Issue #1771, opened 2021-04-28
Are there exceptions for 3.1.4: Abbreviations?


jake-abma:
When abbreviations become their own word, **or** when used as technical terms, do they still all need to have the definitions all the time in order to pass this SC?

Things like:

- DDR3
- 3GB
- 5400RPM
- Wifi
- PC
- etc...
- 
OR

- FBI
- NATO
- etc...

OR (abbreviated names)

Pen | Penelope
- Ab (Abraham)
- Alex (Alexander)
- Pen (Penelope)
- Theo (Theodore)
- etc..

OR

- pic, picture
- photo, photograph
- phone (telephone)
- fax (facsimile)
- etc...

OR

- AM (ante meridiem)
- PM (post meridiem)

patrickhlauke:
i guess this currently hinges on *who decides* if "the abbreviation has not become part of the language" (per https://www.w3.org/TR/WCAG/#dfn-abbreviations), and if that means purely "it's present in some official dictionary for that language" (like the German "Duden" or some other authoritative resource), or more a gut feeling of "this is now a very commonly understood abbreviation" (and in many cases, some abbreviations are even understood and commonly used by people even if they don't actually know what the expanded form actually is... e.g. people will be familiar with "KGB" without knowing that it stands for "komitet gosudarstvennoy bezopasnosti").

jake-abma:
that's the hard part, how will I decide, for sure, that it is a common word 'for all', so the definite line is: "it is part of a dictionary"?

patrickhlauke:
we've had this handwaving before in this context, haven't we? (if i recall, in the context of 3.1.2 language of parts and deciding when a foreign word has become part of the vernacular/host language or not)

jake-abma:
this one? https://github.com/w3c/wcag/issues/1174

fstrr:
This issue looks like it can be closed. If it needs to be re-opened, please do that and convert it to a Discussion.

patrickhlauke:
i know it's VERY late...but as i'm going through some of my own backlog of "that was an interesting discussion that i should revisit at some point" ... I filed https://github.com/w3c/wcag/pull/4815 to hopefully clarify this

PR #4815, opened 2025-12-23
Add note to abbreviations understanding about exemptions

patrickhlauke:
Follow-up to the discussion in https://github.com/w3c/wcag/issues/1771 to make the outcome explicit

Preview: see the second paragraph in "Intent" https://deploy-preview-4815--wcag2.netlify.app/understanding/abbreviations


fstrr:
TIL that "laser" is an initialism.
update to note the irony of using "TIL" in this thread.

fstrr (approved):

understanding/20/abbreviations.html
```diff
@@ -25,6 +25,11 @@ <h2>Intent of Abbreviations</h2>
       <p>The intent of this success criterion is to ensure that users can access the expanded
          form of abbreviations.
       </p>
+
+      <p>Note that, per the definition, if an <a>abbreviation</a> has <q>become part of the language</q>, it is exempt from this requirement.
+         For instance, while <q>laser</q> is an initialism, it has become a word in its own right in most languages.
```
patrickhlauke:
```suggestion
         For instance, while "laser" is an initialism, it has become a word in its own right in most languages.
```

detlevhfischer:
> Note that, per the definition, if an abbreviation

The wording sounds a bit stilted.

Side note: Should we add something on proper names that are abbreviations but need not be given in extended form, like IBM or NASA?

understanding/20/abbreviations.html
```diff
@@ -25,6 +25,11 @@ <h2>Intent of Abbreviations</h2>
       <p>The intent of this success criterion is to ensure that users can access the expanded
          form of abbreviations.
       </p>
+
+      <p>Note that, per the definition, if an <a>abbreviation</a> has <q>become part of the language</q>, it is exempt from this requirement.
+         For instance, while "laser" is an initialism, it has become a word in its own right in most languages.
+         Generally, for an abbreviation to be considered <q>part of the language</q>, it would need to be listed as a word/noun in an authoritative dictionary for that language.
+         Beyond this, the criterion does not exempt abbreviations even if they are "common" or familiar.</p>
```
chaals: Address @detlevhfischer's [comment](https://github.com/w3c/wcag/pull/4815#issuecomment-4116646813) on stilted wording:

"most languages" is an unnecessarily strong claim that is beside the point. Removing it to focus on the core statements.

reword the grounds for considering a word part of the language.

```suggestion

      <p>If an <a>abbreviation</a> has <q>become part of the language</q>, it is exempt from this requirement.
         For instance "laser" was an initialism (and many years ago commonly presented as one, e.g. printing it in capital letters as "LASER"). Now it is most commonly used as a word in its own right. In english, people are far more likely to understand "a laser", and likely to be confused by describing "a device for light amplification by stimulated emission of radiation". So it is generally not necessary, and often unhelpful, to mark "laser" as an abreviation.

<p>If a term is listed in a common dictionary as a word, that is reasonable grounds to claim it is <q>part of the language</q>.</p>
         
 <p>Beyond this, the criterion does not exempt abbreviations even if they are "common" or familiar.</p>
```

bruce-usab (commented):
+1 to @chaals suggestion

link to intent section of [dIff preview ](https://services.w3.org/htmldiff?doc1=https%3A%2F%2Fwww.w3.org%2FWAI%2FWCAG22%2FUnderstanding%2Fabbreviations&doc2=https%3A%2F%2Fdeploy-preview-4815--wcag2.netlify.app%2Funderstanding%2Fabbreviations#intent)

understanding/20/abbreviations.html
patrickhlauke: oof, the whole history of laser may be a bit overly specific/dense here, in my view... might be worth copy-editing the proposed rewording a bit more, i think...

patrickhlauke:
note that this would actually be even nicer to add to the definition for abbreviation itself, but ... as errata of this kind seem to immediately hit resistance in the group, opting for a clarification here in understanding for now

chaals:
I think group agreement is the only real barrier to updating examples even 
in a REC. (Not that it is an insignificant barrier - rightly, it requires 
making the case and convincing the group).

bruce-usab (approved):

patrickhlauke:
> Side note: Should we add something on proper names that are abbreviations but need not be given in extended form, like IBM or NASA?

Do we have a definitive line here though? The thing about having become part of a language was always in the definition implicitly, this addition here just makes it clearer/move obvious. Not sure if we have a good unambiguous measure for abbreviations/acronyms/initialisms that are commonly undestood/are proper names...

chaals:
> Not sure if we have a good unambiguous measure for abbreviations/acronyms/initialisms that are commonly undestood/are proper names...

For English, there isn't one. For "regulated" languages (many European languages, for example), there is a definitive dictionary that would work for ordinary words.  

There are useful approaches providing evidence for a claim that something is a recognised term:
- looking in a dictionary,
- trademarks,
- a simple search on how many occurrences there are of a word compared to expressing it as an abbreviation
- listen to how automated speech systems handle it, on the basis that *sometimes* evidence that there is a recognised pronunciation is evidence that a term is recognised as a word in its own right.

There is no normative definition of the english language, and pretending otherwise doesn't make it so. The famous "Man on the Clapham ominbus/Bourke Street tram/..." (a hypothetical "reasonable person", which is a genuine and important legal term) - in other words, a sensible judgement, guided by whatever advice we want to give (e.g. "be very conservative", or "any trademark is obviously a word", or whatever we decide) is as good as it gets, and as good as it is worth us trying to get. 

Perhaps a bit tangentially, I really think there should be some conversation with the i18n folks about how to provide useful advice relevant to different languages, particularly given the number of times WCAG gets translated and applied to people in other languages.

patrickhlauke:
riffed on @chaals' suggestion, and also added a new bit about company/organisation names and trademarks based on @detlevhfischer's question. at that stage though, it feels like we're essentially making a normative call here ... which may mean we should back this out of understanding and instead push for a change/expansion to the normative definition of "abbreviation" then?

patrickhlauke:
or...we could land this in understanding first, and make a separate PR suggesting a move of these additions as a note to the normative definition as an erratum ... at least if the latter gets bogged down, we have something written down in the understanding

understanding/20/abbreviations.html
```diff
@@ -25,8 +25,13 @@ <h2>Intent of Abbreviations</h2>
       <p>The intent of this success criterion is to ensure that users can access the expanded
          form of abbreviations.
       </p>
-      
-      
+
+      <p>If an <a>abbreviation</a> has <q>become part of the language</q>, it is exempt from this requirement.
+         For instance <q>>laser</q> was an initialism (and many years ago commonly presented in capital letters as <q>LASER</q>). Now it is most commonly used as a word in its own right, and marking it as an abbreviation (expanding it to <q>Light Amplification through the Stimulated Emission of Radiation</q>) would likely be confusing and unhelpful for people.</p>
```
patrickhlauke:
```suggestion
         For instance <q>laser</q> was an initialism (and many years ago commonly presented in capital letters as <q>LASER</q>). Now it is most commonly used as a word in its own right, and marking it as an abbreviation (expanding it to <q>Light Amplification through the Stimulated Emission of Radiation</q>) would likely be confusing and unhelpful for people.</p>
```

understanding/20/abbreviations.html
```diff
@@ -25,8 +25,13 @@ <h2>Intent of Abbreviations</h2>
       <p>The intent of this success criterion is to ensure that users can access the expanded
          form of abbreviations.
       </p>
-      
-      
+
+      <p>If an <a>abbreviation</a> has <q>become part of the language</q>, it is exempt from this requirement.
+         For instance <q>laser</q> was an initialism (and many years ago commonly presented in capital letters as <q>LASER</q>). Now it is most commonly used as a word in its own right, and marking it as an abbreviation (expanding it to <q>Light Amplification through the Stimulated Emission of Radiation</q>) would likely be confusing and unhelpful for people.</p>
+      <p>If an <a>abbreviation</a> is listed in a common dictionary as a word, that is reasonable grounds to claim it has <q> become part of the language</q>.</p>
```
kfranqueiro:
```suggestion
      <p>If an <a>abbreviation</a> is listed in a common dictionary as a word, that is reasonable grounds to claim it has <q>become part of the language</q>.</p>
```

understanding/20/abbreviations.html
```diff
@@ -25,8 +25,13 @@ <h2>Intent of Abbreviations</h2>
...
          form of abbreviations.
       </p>
-      
-      
+
+      <p>If an <a>abbreviation</a> has <q>become part of the language</q>, it is exempt from this requirement.
+         For instance <q>laser</q> was an initialism (and many years ago commonly presented in capital letters as <q>LASER</q>). Now it is most commonly used as a word in its own right, and marking it as an abbreviation (expanding it to <q>Light Amplification through the Stimulated Emission of Radiation</q>) would likely be confusing and unhelpful for people.</p>
+      <p>If an <a>abbreviation</a> is listed in a common dictionary as a word, that is reasonable grounds to claim it has <q>become part of the language</q>.</p>
+      <p>Another signal that an <a>abbreviation</a> can be considered to have <q>become part of the language</q> are well-known company/organization names or product trademarks, such as <q>IBM</q> or <q>NASA</q>, as these are generally used as words in their own right.</p>
+      <p>Beyond this, the criterion does not exempt abbreviations even if they are "common" or familiar.</p>
```
patrickhlauke:
```suggestion
      <p>Beyond this, the criterion does not exempt abbreviations even if they are common or familiar.</p>
```

understanding/20/abbreviations.html
```diff
@@ -25,8 +25,13 @@ <h2>Intent of Abbreviations</h2>
       <p>The intent of this success criterion is to ensure that users can access the expanded
          form of abbreviations.
       </p>
-      
-      
+
+      <p>If an <a>abbreviation</a> has <q>become part of the language</q>, it is exempt from this requirement.
+         For instance <q>laser</q> was an initialism (and many years ago commonly presented in capital letters as <q>LASER</q>). Now it is most commonly used as a word in its own right, and marking it as an abbreviation (expanding it to <q>Light Amplification through the Stimulated Emission of Radiation</q>) would likely be confusing and unhelpful for people.</p>
+      <p>If an <a>abbreviation</a> is listed in a common dictionary as a word, that is reasonable grounds to claim it has <q>become part of the language</q>.</p>
+      <p>Another signal that an <a>abbreviation</a> can be considered to have <q>become part of the language</q> are well-known company/organization names or product trademarks, such as <q>IBM</q> or <q>NASA</q>, as these are generally used as words in their own right.</p>
```
chaals:
```suggestion
      <p>Another signal that an <a>abbreviation</a> can be considered to have <q>become part of the language</q> are well-known company/organization names or product trademarks, such as <q>IBM</q> or <q>NASA</q>, that are generally used as words in their own right.</p>
```

Slight tweak. The key is that the trademark is used as a word, not just well-known as an abbreviation.

understanding/20/abbreviations.html
```diff
@@ -25,8 +25,13 @@ <h2>Intent of Abbreviations</h2>
...
+      <p>Beyond this, the criterion does not exempt abbreviations even if they are common or familiar.</p>
```
chaals, line 33: There's a small class of common abbreviations that are generally recognised as such, but are far more commonly written in their abbreviated forms. Things like "dr", "etc" and "mrs" are I think common across english varieties, while there are local expressions such as "Plc" (UK - doesn't translate so easily to other countries) or "Jr" and "Sr" used in names far more in the US than other large countries in the anglosphere.

I think the intent is to cover these abbreviations as allowable parts of the language that do not require an expansion to be provided. 

I suspect it is also intended to cover certain terms from chemistry that are geenrally used as words, such as CFC, PVC, PFA, and maybe very common biological terms like DNA or RNA.

"Rep." is commonly used in the US, to mean either "representative" as in a member of the US House, or "republican" as in a member of the Republican party. given the potential ambiguity I think it's clear this isn't intended to be accepted as an exemption.

I suspect the same applies to "MP", used in commonwealth countries to mean "Member of Parliament". 

I believe the intention is that organisational terms (Lt., SVP, PFC, Ass., Sr.), and technical acronyms used in commerce (FHE, P/L, RSJ, ROI, VPAT, RBAC, TVL, ABS), are not exempt.

What about such terms as "MLK", "JFK" or "FDR"? Although they are essentially local US terms, they have very high recognition...

understanding/20/abbreviations.html
patrickhlauke: Sure, good catch

understanding/20/abbreviations.html
patrickhlauke: I believe at that stage, there will need to be some further mention of intended target audience that should be taken into consideration (incidentally, similar to what I added in this other PR https://github.com/w3c/wcag/pull/4841 for "unusual words").

This may go beyond the scope of this small targeted tweak I was trying to make to try and explain the vague "has not become part of the language" of the term - and for some that you're mentioning, like MLK etc, I think it may become increasingly more difficult to make an argument for when they've become part of the langugae or not. Suggest we land this first, as I believe the examples provided so far are less debatable, and circle back in another PR, rather than trying to solve this for all scenarios. https://github.com/w3c/wcag/issues/5044

chaals:
Agree that we should land this and then work out what else is there.

I think the "intended audience" approach tends to be used to say "but everyone who is meant to read this understands P/L, TVL and FHE ... ", which I don't think is the point.

It is more that there are a handful of abbreviations recognised as such, but used for so long and so commonly that people know what they mean, but don't know how to write them in full ("Mrs" which dates back centuries or "Ms" which is about as old as me so has been used since before most people alive learned to read and write - how do you write either of these in unabbreviated form?).

More concrete guidance on what *isn't* intended to be exempt would be helpful. Happy if that's bumped to a different PR.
━━━━
Brief -
What you write must be the entries restated word for word, from the opening line through the one holding "Follow-up to the", with nothing else.

The completed task -
Issue #1771, opened 2021-04-28
Are there exceptions for 3.1.4: Abbreviations?


jake-abma:
When abbreviations become their own word, **or** when used as technical terms, do they still all need to have the definitions all the time in order to pass this SC?

Things like:

- DDR3
- 3GB
- 5400RPM
- Wifi
- PC
- etc...
- 
OR

- FBI
- NATO
- etc...

OR (abbreviated names)

Pen | Penelope
- Ab (Abraham)
- Alex (Alexander)
- Pen (Penelope)
- Theo (Theodore)
- etc..

OR

- pic, picture
- photo, photograph
- phone (telephone)
- fax (facsimile)
- etc...

OR

- AM (ante meridiem)
- PM (post meridiem)

patrickhlauke:
i guess this currently hinges on *who decides* if "the abbreviation has not become part of the language" (per https://www.w3.org/TR/WCAG/#dfn-abbreviations), and if that means purely "it's present in some official dictionary for that language" (like the German "Duden" or some other authoritative resource), or more a gut feeling of "this is now a very commonly understood abbreviation" (and in many cases, some abbreviations are even understood and commonly used by people even if they don't actually know what the expanded form actually is... e.g. people will be familiar with "KGB" without knowing that it stands for "komitet gosudarstvennoy bezopasnosti").

jake-abma:
that's the hard part, how will I decide, for sure, that it is a common word 'for all', so the definite line is: "it is part of a dictionary"?

patrickhlauke:
we've had this handwaving before in this context, haven't we? (if i recall, in the context of 3.1.2 language of parts and deciding when a foreign word has become part of the vernacular/host language or not)

jake-abma:
this one? https://github.com/w3c/wcag/issues/1174

fstrr:
This issue looks like it can be closed. If it needs to be re-opened, please do that and convert it to a Discussion.

patrickhlauke:
i know it's VERY late...but as i'm going through some of my own backlog of "that was an interesting discussion that i should revisit at some point" ... I filed https://github.com/w3c/wcag/pull/4815 to hopefully clarify this

PR #4815, opened 2025-12-23
Add note to abbreviations understanding about exemptions

patrickhlauke:
Follow-up to the discussion in https://github.com/w3c/wcag/issues/1771 to make the outcome explicit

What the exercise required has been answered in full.